■ Work instructions: Every line with the word "tests" in it should be extracted from the data that follows.

----

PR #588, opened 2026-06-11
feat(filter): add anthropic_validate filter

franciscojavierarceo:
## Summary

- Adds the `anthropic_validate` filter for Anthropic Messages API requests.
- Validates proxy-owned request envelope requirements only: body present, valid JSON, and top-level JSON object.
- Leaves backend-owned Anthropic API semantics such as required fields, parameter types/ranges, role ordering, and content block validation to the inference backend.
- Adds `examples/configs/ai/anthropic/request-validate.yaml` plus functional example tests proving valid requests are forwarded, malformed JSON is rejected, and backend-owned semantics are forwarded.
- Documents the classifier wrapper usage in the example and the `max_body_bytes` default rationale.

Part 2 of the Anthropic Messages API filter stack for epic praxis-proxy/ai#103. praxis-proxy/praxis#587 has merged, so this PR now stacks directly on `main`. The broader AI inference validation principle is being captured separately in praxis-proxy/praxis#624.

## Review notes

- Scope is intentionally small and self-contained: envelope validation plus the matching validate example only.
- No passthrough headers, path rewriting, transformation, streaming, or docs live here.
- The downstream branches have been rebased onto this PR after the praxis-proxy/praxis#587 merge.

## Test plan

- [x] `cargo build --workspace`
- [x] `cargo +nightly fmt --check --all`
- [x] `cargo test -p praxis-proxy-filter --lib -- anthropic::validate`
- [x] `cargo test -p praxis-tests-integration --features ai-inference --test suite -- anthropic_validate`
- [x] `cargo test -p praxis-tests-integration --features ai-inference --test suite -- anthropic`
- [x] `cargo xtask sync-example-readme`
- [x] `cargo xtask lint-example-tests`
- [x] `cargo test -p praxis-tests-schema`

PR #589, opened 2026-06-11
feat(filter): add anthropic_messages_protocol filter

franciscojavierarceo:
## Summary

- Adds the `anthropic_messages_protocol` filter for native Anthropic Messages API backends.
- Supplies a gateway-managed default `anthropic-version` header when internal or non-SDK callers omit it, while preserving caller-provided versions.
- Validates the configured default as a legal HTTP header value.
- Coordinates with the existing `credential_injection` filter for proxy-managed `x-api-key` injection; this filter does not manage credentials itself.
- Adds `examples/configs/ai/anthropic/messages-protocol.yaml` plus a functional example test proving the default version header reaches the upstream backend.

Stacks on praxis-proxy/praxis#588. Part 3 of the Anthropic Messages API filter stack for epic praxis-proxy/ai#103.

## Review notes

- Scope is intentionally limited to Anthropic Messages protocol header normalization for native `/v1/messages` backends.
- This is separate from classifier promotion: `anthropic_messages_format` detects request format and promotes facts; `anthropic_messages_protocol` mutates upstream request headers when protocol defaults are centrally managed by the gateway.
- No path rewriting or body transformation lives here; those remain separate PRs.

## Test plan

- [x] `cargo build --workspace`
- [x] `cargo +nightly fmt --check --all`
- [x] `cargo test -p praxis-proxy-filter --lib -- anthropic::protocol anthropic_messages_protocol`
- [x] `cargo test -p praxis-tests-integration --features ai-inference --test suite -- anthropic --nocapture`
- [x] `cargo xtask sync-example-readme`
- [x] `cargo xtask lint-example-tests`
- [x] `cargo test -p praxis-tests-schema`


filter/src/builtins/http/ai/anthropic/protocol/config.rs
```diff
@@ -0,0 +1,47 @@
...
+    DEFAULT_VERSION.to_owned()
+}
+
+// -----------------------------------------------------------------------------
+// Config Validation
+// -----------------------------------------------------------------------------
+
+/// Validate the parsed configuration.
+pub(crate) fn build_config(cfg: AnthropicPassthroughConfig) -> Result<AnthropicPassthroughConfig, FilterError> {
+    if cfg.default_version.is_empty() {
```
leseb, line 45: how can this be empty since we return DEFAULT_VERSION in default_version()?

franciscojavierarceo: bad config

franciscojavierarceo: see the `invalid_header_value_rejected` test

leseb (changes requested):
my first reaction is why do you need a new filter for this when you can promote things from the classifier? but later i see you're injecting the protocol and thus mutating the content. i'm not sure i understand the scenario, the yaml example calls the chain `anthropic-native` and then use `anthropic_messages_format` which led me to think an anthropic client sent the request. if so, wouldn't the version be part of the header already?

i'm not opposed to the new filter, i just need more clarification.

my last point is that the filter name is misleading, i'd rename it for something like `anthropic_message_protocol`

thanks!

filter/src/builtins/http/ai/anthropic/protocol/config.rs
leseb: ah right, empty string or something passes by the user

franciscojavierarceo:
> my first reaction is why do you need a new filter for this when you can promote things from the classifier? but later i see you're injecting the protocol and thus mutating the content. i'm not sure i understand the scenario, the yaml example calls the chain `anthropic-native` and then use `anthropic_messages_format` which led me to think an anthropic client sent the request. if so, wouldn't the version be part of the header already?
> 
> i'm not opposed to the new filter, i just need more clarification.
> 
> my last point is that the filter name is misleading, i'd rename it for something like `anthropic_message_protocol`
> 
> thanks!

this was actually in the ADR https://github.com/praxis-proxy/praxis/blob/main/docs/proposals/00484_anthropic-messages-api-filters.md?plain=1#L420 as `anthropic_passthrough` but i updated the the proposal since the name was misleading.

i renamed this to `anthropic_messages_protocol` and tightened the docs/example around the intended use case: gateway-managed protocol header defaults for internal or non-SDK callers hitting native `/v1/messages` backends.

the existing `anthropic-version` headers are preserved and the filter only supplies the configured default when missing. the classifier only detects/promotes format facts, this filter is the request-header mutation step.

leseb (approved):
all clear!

----

■ Result for this task:
- Adds `examples/configs/ai/anthropic/request-validate.yaml` plus functional example tests proving valid requests are forwarded, malformed JSON is rejected, and backend-owned semantics are forwarded.
- [x] `cargo test -p praxis-tests-integration --features ai-inference --test suite -- anthropic_validate`
- [x] `cargo test -p praxis-tests-integration --features ai-inference --test suite -- anthropic`
- [x] `cargo xtask lint-example-tests`
- [x] `cargo test -p praxis-tests-schema`
- [x] `cargo test -p praxis-tests-integration --features ai-inference --test suite -- anthropic --nocapture`
- [x] `cargo xtask lint-example-tests`
- [x] `cargo test -p praxis-tests-schema`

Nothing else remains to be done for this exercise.